Wednesday, 31 October 2012

Are You An Insomniac?

“I remember when staying up until midnight was hard to do - now it's a bad habit”

Insomnia is a symptom, not a stand-alone diagnosis or a disease.  By definition, insomnia is "difficulty initiating or maintaining sleep, or both" or the perception of poor quality sleep.  Insomnia may therefore be due to inadequate quality or quantity of sleep.  Insomnia is not defined by a specific number of hours of sleep that one gets, since individuals vary widely in their sleep needs and practices.  Although most of us know what insomnia is and how we feel and perform after one or more sleepless nights, few seek medical advice.
Insomnia affects all age groups.  Among adults, insomnia affects women more often than men.  The incidence tends to increase with age.  It is typically more common in people in lower socioeconomic (income) groups, chronic alcoholics, and mental health patients.  Stress most commonly triggers short-term or acute insomnia.  If you do not address your insomnia, however, it may develop into chronic insomnia.
Insomnia is generally classified based on the duration of the problem.  Not everyone agrees on one definition, but generally:
·         symptoms lasting less than one week are classified as transient insomnia,
·         symptoms between one to three weeks are classified as short-term insomnia, and
·         those longer than three weeks are classified as chronic insomnia

Insomnia Causes
Insomnia may be caused by a host of different reasons.  These causes may be divided into situational factors, medical or psychiatric conditions, or primary sleep problems.  Insomnia could also be classified by the duration of the symptoms into transient, short-term, or chronic.
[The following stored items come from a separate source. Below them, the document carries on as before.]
Issue #2345, opened 2026-08-26
[SDK] Finish the remaining #2307 review cleanup


jonybur:
## Outcome

Finish the remaining #2307 review cleanup. This is optional SDK maintenance outside the Ethereum-first epic.

Status: all listed cleanup is delivered. #2466 merged the frozen comments, #2467 registered the public entry, and #2468 corrected the loader-test wording. #2469 and #2475 corrected the module and loader comments. #2464 updated the security-path text for the deprecated raw loader and its remaining bypass risk. #2446 delivered useful lazy-build error messages. Raw API safety remains in #2361.

## Problem

Stale comments, unused exports, and unclear test names make the SDK harder to maintain.

## Scope

- Remove duplicate stability comments.
- Remove or register unused public exports.
- Rename the loader test so it states what it proves.
- Correct stale code comments and module names.
- Update the security-path register text.

Group related cleanup in small PRs. Keep value-moving changes separate.

## Complete when

- [x] Lazy-build failures show useful messages. #2446.
- [x] Each remaining item is fixed or closed with a reason.
- [x] No PR mixes unrelated cleanup with value-moving code.

## Dependencies

None. Browser engine retry is complete in #2356. Raw API safety remains in #2361. Presign performance remains in #2358. This cleanup does not block their delivery.

PR #2401, opened 2026-09-03
test(wasm, ts-sdk): pin the payout connector wrappers

### LINKED ISSUE #2333: [eth-first] Test the browser Bitcoin engine boundary
**Epic:** #2228
**Parent:** #2231
**Status:** Blocks #2231
**Origin:** One browser-test gap predates #2307. #2307 added the other untested facade paths.

## Outcome

Tests fail if the browser Bitcoin engine or its production facade returns the wrong value.

## Missing tests

- Run the real browser engine entry.
- Check the `deriveVaultId` value through the facade used by production.
- Test the two presign connector wrappers directly.
- Pin safe retry behavior in the engine package.

## Complete when

- [ ] A broken browser entry fails a committed test.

Transient insomnia generally last less than seven days; short-term insomnia usually lasts for about one to three weeks, and chronic insomnia lasts for more than three weeks.
Many of the causes of transient and short-term insomnia are similar and they include:
·         Jet lag
·         Changes in shift work
·         Excessive or unpleasant noise
·         Uncomfortable room temperature (too hot or too cold)
·         Stressful situations in life (exam preparation, loss of a loved one, unemployment, divorce, or separation)
·         Presence of an acute medical or surgical illness or hospitalization
·         Withdrawal from drug, alcohol, sedative, or stimulant medications
·         Uncontrolled physical symptoms (pain, fever, breathing problems, nasal congestion, cough, diarrhea, etc.)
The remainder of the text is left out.